The House yesterday overwhelmingly passed a measure to tax bonuses at companies receiving federal aid at 90 percent. There's some debate about whether this bill, which is almost certain to become law, is constitutional -- either an invalid ex post facto law or an illegal bill of attainder. Let's set that aside for a moment and look at the surrounding issues.

First, I'm not sure if Treasury Secretary Timothy Geithner is overworked (because President Obama can't seem to be bothered to fill the top jobs at Treasury and instead spends his time making lame jokes about Special Olympians on Jay Leno's show) or incompetent -- both may be true. Despite claims made earlier in the week, it's clear that many in the Treasury Department knew of the bonuses weeks ago -- long before the most recent cash infusion from the government.

Connecticut Sen. Chris "Friend of Angelo" Dodd at first denied knowing about a provision he inserted in the gotta-pass-it-yesterday stimulus bill that no one read specifically allowing the bonuses to be paid. A day later he confessed that he did know about the clause, but the unnamed aides in the Obama administration made him do it. Watching Dodd attempting to explain this convoluted story is cringe-inducing.

 

 
Although it's distasteful to spend several hundred million taxpayer dollars on those AIG bonuses, I think the old adage of "in for a penny, in for a pound" is instructive. The bonuses are a drop in the bucket compared to the billions of dollars that the government has already invested in AIG. As CEO Edward Liddy has noted, paying these bonuses will likely save the American taxpayers more money in the long run.

Although we have wound down more than $1 trillion in the portfolio of the AIG Financial Products unit that is at the root of the company's troubles, there remains substantial risk in that portfolio. The financial downside for taxpayers is potentially very large, and that's why we're winding down this business.
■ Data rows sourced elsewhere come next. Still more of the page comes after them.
PR #289, opened 2021-12-19
spki: impl `ValueOrd` for `AlgorithmIdentifier`

### LINKED ISSUE #288: AlgorithmIdentifier needs to implement DerOrd trait
Can the AlgorithmIdentifier type be modified to implement the DerOrd trait so that a SET OF AlgorithmIdentifier is allowed?

Are there any other types in this crate that should also implement DerOrd so that SET OF can be used with them?

tarcieri:
Allows for storing `AlgorithmIdentifier`s in SET OF types.

Closes #288

### DIFF
--- a/spki/src/algorithm.rs
+++ b/spki/src/algorithm.rs
@@ -1,9 +1,10 @@
 //! X.509 `AlgorithmIdentifier`
 
 use crate::{Error, Result};
+use core::cmp::Ordering;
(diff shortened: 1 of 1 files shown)


rod-chapman:
Looks good to me. Thanks for the very swift response.

tarcieri:
Released in v0.5.3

To prevent undue risk exposure in the meantime, AIG has made a set of retention payments to employees based on a compensation system that prior management put in place. As has been reported, payments were made to employees in the Financial Products unit. Make no mistake, had I been chief executive at the time, I would never have approved the retention contracts that were put in place more than a year ago. It was distasteful to have to make these payments. But we concluded that the risks to the company, and therefore the financial system and the economy, were unacceptably high.

We may never be able to determine if the U.S. Treasury eventually receives a better return because of these retention bonuses, but at least there is some logic behind the move -- more logic than the contrived outrage of Congress.